Synopses & Reviews
The dead live again in this haunting compendium of ghostly visitations through the ages, exploring the history of our fascination with zombies and other restless souls.
Since ancient times, accounts of supernatural activity have mystified us. Ghost stories as we know them did not develop until the late nineteenth century, but the restless dead haunted the premodern imagination in many forms, as recorded in historical narratives, theological texts, and personal letters. The Penguin Book of the Undead teems with roving hordes of dead warriors, corpses trailed by packs of barking dogs, moaning phantoms haunting deserted ruins, evil spirits emerging from burning carcasses in the form of crows, and zombies with pestilential breath. Spanning from the Hebrew scriptures to the Roman Empire, the Scandinavian sagas to medieval Europe, the Protestant Reformation to the Renaissance, this beguiling array of accounts charts our relationship with spirits and apparitions, wraiths and demons over fifteen hundred years, showing the evolution in our thinking about the ability of dead souls to return to the realm of the living—and to warn us about what awaits us in the afterlife.
Review
"It succeeds well as an education in how stories of wandering spirits have reflected throughout history common human anxieties about death, the disposal of mortal remains, and the fate of the soul [and] how these fears have changed through the ages and the ways in which otherworldly accounts have been used to address them." Library Journal
Review
"This exceptionally well-curated compilation shows that the wide variety of accounts of the undead have been rampant in literature long before the Gothic era....Bruce has chosen selections from numerous cultures, including ancient Greece, Anglo-Norman England, and medieval Scandinavia....He presents the contents with an enthusiasm that makes these...works accessible to the casual reader." Publishers Weekly
Synopsis
The walking dead from 15 centuries haunt this compendium of ghostly visitations through the ages, exploring the history of our fascination with zombies and other restless souls.

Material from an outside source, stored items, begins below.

PR #481, opened 2020-05-13
The postgis scripts package for postgres 12 and postgis 3 on bionic n…

sharon-tickell:
I was unable to install the PostgreSQL 12 + PostGIS 3 combination without having the explicit PostGIS version in the postgis-scripts package name.  This commit fixed it.


gclough:
@sharon-tickell / @justinwrobel , will this get fixed by #479 ?

sharon-tickell:
@gclough I no longer have a working deployment of this to test with, but a quick scan of the commits suggests the answer is "no", because the changes for https://github.com/ANXS/postgresql/pull/479 are either all in yum/RedHat specific  files (rather than apt/Ubuntu) and aren't related to the postgis scripts package.

PR #482, opened 2020-05-14
added a 1 minute timeout before users configuration

trotro:
Sometimes users creation fails because postgresql is not ready to work. So I added a 1 minute wait to let postgreSQL to be ready.


gclough:
What do others think about this?  I'm not usually a big fan of adding waits, but if we do need it, should it at least be triggered only after certain changes, rather than run every time?

PR #485, opened 2020-06-26
Allow passing through of role params

stefanhorning:


gclough:
@stefanhorning , thanks for the pull request.

Currently we add permissions like this via the `postgresql_user_privileges`:

```
# List of user privileges to be applied (optional)
postgresql_user_privileges:
  - name: baz                   # user name
    db: foobar                  # database
    priv: "ALL"                 # privilege string format: example: INSERT,UPDATE/table:SELECT/anothertable:ALL
    role_attr_flags: "CREATEDB" # role attribute flags
```

I feel doing it in two places could get confusing?

stefanhorning:
Yes, if there is already a place to do this you are probably right. Currently don't really remember what the motivation was to add this (over a year ago), might have just missed the other option.

MrMegaNova:
This issue has been closed due to inactivity. If you feel this is in error, please reopen the issue or file a new issue with the relevant details.

PR #490, opened 2020-09-02
Lowercase for Ansible Galaxy Install

JakeCooper:
Was setting up the ansible role and it appears case matters? Figured I'd update the readme.


egmont1227:
+1 to merge this @gclough @robustq

otakup0pe:
Huh good catch. I wonder how long that has been the case.

PR #504, opened 2021-02-10
feat: Support PostgreSQL v13

gclough:
Added support for PostgreSQL v13

PR #506, opened 2021-02-23
Postgres13

niccolox:
hopefully a MVP Postgres 13 PR tested on Ubuntu 20.04

### DIFF
--- a/defaults/main.yml
+++ b/defaults/main.yml
@@ -263,6 +263,9 @@ postgresql_synchronous_commit: "on"
 # - fsync_writethrough
 # - open_sync
 postgresql_wal_sync_method: "fsync"
+postgresql_wal_skip_threshold: 2MB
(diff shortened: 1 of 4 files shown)


maglub:
It breaks here, since you commented away the `postgresql_wal_keep_segments` variable in `defaults/main.yml`. Any particular reason you don't want the variable set?

image

gclough:
I already have this done in #504 , but it needs some help with the debian8 install as it doesn't support PostgreSQL v13.

niccolox:
@gclough your PR looks more complete, I just pushed what I had that worked for me

@maglub happy to close off my PR in reference to https://github.com/ANXS/postgresql/pull/504

gclough:
OK, let's close this and concentrate on #504.  It needs a review, so if anyone can check it I'd appreciate the extra pair(s) of eyes.

PR #203, opened 2020-10-20
Feature/202 - Global connections

### LINKED ISSUE #202: Add a global transaction helper
I'm not even really sure how its done but somehow we need to do something like this:

```python
db.begin_transaction()

# do stuff here

db.rollback()
```

josephmancuso:
Closes #202 This is used to set global connections. This is useful when doing database transactions. With this PR, any connection class will actually fetch any globally set transactions when it makes a new connection.

Now we can do something like:

```python
db.begin_transaction() # sets a class as the global default
# operations that touch the default connection will all pass through the single connection object we set globally
db.commit() # commits the transactions and removes it from the global setting
db.rollback() # same as commit but rolls back the transaction
```

@girardinsamuel @Marlysson thoughts?


girardinsamuel:
It's great. Feel like this is the natural way to do it !
I guess now you "just have to add a decorator" which can use this global connection fetching.

src/masoniteorm/connections/ConnectionResolver.py
```diff
@@ -22,7 +23,68 @@ def set_connection_details(self, connection_details):
...
         from ..connections import ConnectionFactory
 
         ConnectionFactory.register(connection.name, connection)
+    
+    def begin_transaction(self, name=None):
+        from ..connections import ConnectionFactory
+        if name is None:
+            name = self.get_connection_details()['default']
+
+        connection = ConnectionFactory().make(name)(**self.get_connection_information(name)).make_connection().begin()
```
Marlysson: Great way to do that, very useful. What about you think of before create a new connection verify whether it's in `_connections`  ( and checking it's status..open, closed ) and return It? Already that all connections would be in this attribute.

PR #204, opened 2020-10-20
Fix/201: Add MySQL and Postgres database services for Github Actions tests

### LINKED ISSUE #201: Add different database services to Github Actions
I have seen that database credentials are added to Github Action, but no database service are defined so some tests are failing. 
It is possible to add database services in Github Actions to make MySQL and Postgres services available.

girardinsamuel:
Closes #201 Allow to run **all tests** of the codebase (excepted MSSQL related one) in CI.

@josephmancuso 
* there is one failing test, I don't really understand why there is this error.
* also I make few changes so that tests are working for CI and to be more generic, let me know if it's okay


josephmancuso:
@girardinsamuel the test is looking for the table_schema table. This test is just going a drop and add on the name column. 

looks like the connections are working perfectly but we need to somehow run migrations for the Postgres connection.

I suggest trying to make some migrations in the database/migrations directory maybe and then in the makefile run something like 

```
masonite-orm migrate --connection postgres
```

this will run the migrations based on the Postgres connection obviously and we will also need to set these Postgres database credentials up as environment configs and either use GitHub secrets to control it or just hard code it

girardinsamuel:
for CI we could hard code the parameters as done here, it's more straightforward and there is no security issue

girardinsamuel:
But I am wondering 🤔, I have seen tests succeeded before in Github Action on this repo but no services were installed ??

josephmancuso:
I was using heroku to host the free Postgres and mysql database lol. Really a short term solution. The GitHub action approach is better

girardinsamuel:
> @girardinsamuel the test is looking for the table_schema table. This test is just going a drop and add on the name column.
> 
> looks like the connections are working perfectly but we need to somehow run migrations for the Postgres connection.
> 
> I suggest trying to make some migrations in the database/migrations directory maybe and then in the makefile run something like
> 
> ```
> masonite-orm migrate --connection postgres
> ```
> 
> this will run the migrations based on the Postgres connection obviously and we will also need to set these Postgres database credentials up as environment configs and either use GitHub secrets to control it or just hard code it

I will try to do that, but for the database credentials it's already ok with PR setup (can switch to Github Secrets if you want but it's one step less to configure like this)

josephmancuso:
that's true. just have to keep in mind when running them locally on our machines it would be easier to just setup any credentials and to any table we need to for testing

girardinsamuel:
> that's true. just have to keep in mind when running them locally on our machines it would be easier to just setup any credentials and to any table we need to for testing

Sure, but's it's only hard-coded for CI, in local environment we have to define the variables in `.env.testing`.
But you're right, maybe we should put this clearly in "contributing doc" for this repo to help people running tests locally. In addition if you want to run tests you have to have both postgres and mysql services running and configured. So running tests is not as straightforward as for other packages.

girardinsamuel:
```
The 'None' connection does not exist
```
I also have this error in local, is the environment not loaded correctly ? 
```python
else:
            connection_details = connections.get(key) # key = 'postgres'
            connection = self._connections.get(connection_details.get("driver")) # self._connections = {} , this is the issue

        if connection:
            return connection

        raise Exception(
            "The '{connection}' connection does not exist".format(connection=connection)
        )
```

josephmancuso:
@girardinsamuel yeah I wonder If its the same issue with the entry point. I thought we fixed this but maybe not. I've been running migrate command through my masonite app so its loaded fine there because that database file gets imported pretty early in the Masonite boot process

girardinsamuel:
@josephmancuso yeah same for me.
I guess it's not the same issue because connection_details contains config data. It's _connections which is empty.
When instantiating `ConnectionResolver()` it should register all connections, but even if it's called at different places, here in the make() method of the ConnectionFactory, _connections is empty again.

girardinsamuel:
I even tried in `Migration.py`to swap 1 and 2 so that ConnectionResolver() call adds connections to the Factory, but it does not work:
```python
# 1
connection_class = ConnectionFactory().make(connection)
# 2
from config.database import ConnectionResolver
DATABASES = ConnectionResolver().get_connection_details()
```

ConnectionFactory could be a Singleton so that connections are registered ones and at successive calls we get connections.

josephmancuso:
@girardinsamuel hmm try doing this:

```python
# config/database.py
db = ConnectionResolver().set_connection_details(DATABASES)
# just set the current code to a variable

# migration.py
from config.database import db # get that variable from the config
DATABASES = db.get_connection_details()
```

girardinsamuel:
No it's not working either... I have debugged it step by step, but still does not understand why self._connections is reset to {} in ConnectionFactory...

girardinsamuel:
I tried to implement the ConnectionFactory as a singleton so after being instantiated once with some connections registered by the ConnectionResolver, when we try to fetch an instance of the ConnectionFactory, we still get the first one with the connections registered.
=>But I don't know why : the class is reinstantiated inside the MigrationCommand ... as if we were changing variables context inside Python process. So either with the original implementation or with the singleton it can't work

josephmancuso:
yeah something is a little funky with this connection class. it's not behaving like I've been expecting it to. It also works in one use case (via models and query builder and schema fetching connection details) but not others (like using it with the masonite-orm command ) even though the use of this class seems identical. I'll have to play with it tonight to see if we can structure it in a different way

josephmancuso:
@girardinsamuel fixing this branch now

josephmancuso:
@girardinsamuel THEY ALL PASS

josephmancuso:
Ok so I did a whole bunch of stuff in a few diff PR's. I feel like I broke everything and then fixed everything. 

So the biggest thing I did was that the connection factory class like you said kept getting reset somehow which still makes 0 sense because we were setting the class attribute and not the instance attribute so anytime you make a new instance it should inherit the class level attributes. Very weird. 

I think we could have gotten around it by hard coding the connections in the connection factory like before but I much rather register them because it makes the package much more pluggable and modular.

So I changed a bit on how we get the connection factory. One of the reasons we were having issues was because the connection factory kept on resetting with new instances we make. For example:

```python
from ..import ConnectionFactory

factory = ConnectionFactory().get_connection_details()
^^^^ something here was resetting.
```

So the obvious answer was to make sure we only ever have 1 instance. To do this I just set the connection factory on the ConnectionResolver class. If we set the connection resolver class to a variable:

```python
db = ConnectionResolver().set_connection_details(..)
```

we can then just import that. If we ever need the connection factory we can just always get the same one from the connection resolver:

```python
from config.database import db # == <masoniteorm.connections.ConnectionResolver object>

db.connection_factory.make(..)
```

girardinsamuel:
@josephmancuso really nice ! I had started yesterday to do it this way ! Glad this issue is resolved 👍

Issue #207, opened 2020-10-21
Be able to use .primary() as for unique() constraint


girardinsamuel:
Be able on a migration to use primary() this way:

```python
table.increments("user_id").primary()
```

josephmancuso:
@girardinsamuel increments is special. Increments assumes that its the primary key. 

increments is the same as "auto incrementing primary column" version of the table so its a bit of an all-in-one. 

What we really need to to be able to specify any one of the other column types as a primary key like:

```python
table.unsigned_integer('col').primary()
```

girardinsamuel:
@josephmancuso Yes that was a bad example but that's what I had in mind. 
And increments was confusing me I wasn't sure about what was ran under the hood. thanks for clarifying.

I will update the PR then

josephmancuso:
ok great just making sure :)

girardinsamuel:
I have updated the test in the PR, when I am using .primary() on a simple integer column

PR #208, opened 2020-10-21
Update primary constraint

girardinsamuel:
Implements #207


girardinsamuel:
@josephmancuso Is that okay for you ?

josephmancuso (approved):
perfect. that was easy :)

PR #210, opened 2020-10-22
Optional logging like Orator

Marlysson:
@josephmancuso

Optional logging by defining a key `log_queries` in connections informations in `DATABASES` dictionary in `database.py`

Currently there's the option of disable/enable logging during to the current connection:

```python
connection.enable_query_log() 
connection.disable_query_log()
```
But until now I didn't see some way to do like that ( the better way to this behavior )

```python
from config.database import db

db.disable_query_log() # get current connection and disable/enable
users = User.all() # query didn't logged
```

Initially I thought in override the connection informations in `ConnectionResolver` but it uses the `ConnectionFactory` that load again the `ConnectionResolver` ( db ) from `database.py` ( then don't make sense try override informations, already that will be replaced by a "new load" ( import ) ), but I see that this is the right way to disable the logging to current connection more implicit.


josephmancuso:
@Marlysson you're gonna need to set it on each connection class as well and inside the base connection there is a statement method. That is where the queries are logging currently. You'll need an if statement there to check whether to log or not

Marlysson:
Something diferent than what's defined in second commit?

josephmancuso (approved):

Since ancient times, accounts of supernatural activity have mystified us. Ghost stories as we know them did not develop until the late nineteenth century, but the restless dead haunted the premodern imagination in many forms, as recorded in historical narratives, theological texts, and personal letters. The Penguin Book of the Undead teems with roving hordes of dead warriors, corpses trailed by packs of barking dogs, moaning phantoms haunting deserted ruins, evil spirits emerging from burning carcasses in the form of crows, and zombies with pestilential breath. Spanning from the Hebrew scriptures to the Roman Empire, the Scandinavian sagas to medieval Europe, the Protestant Reformation to the Renaissance, this beguiling array of accounts charts our relationship with spirits and apparitions, wraiths and demons over fifteen hundred years, showing the evolution in our thinking about the ability of dead souls to return to the realm of the living and to warn us about what awaits us in the afterlife."
About the Author
Scott G. Bruce (editor) is a professor of medieval history and the director of the Center for Medieval and Early Modern Studies at the University of Colorado, Boulder. An expert on medieval monasticism, he has written two books about the monks of the abbey of Cluny. He worked his way through college as a grave digger.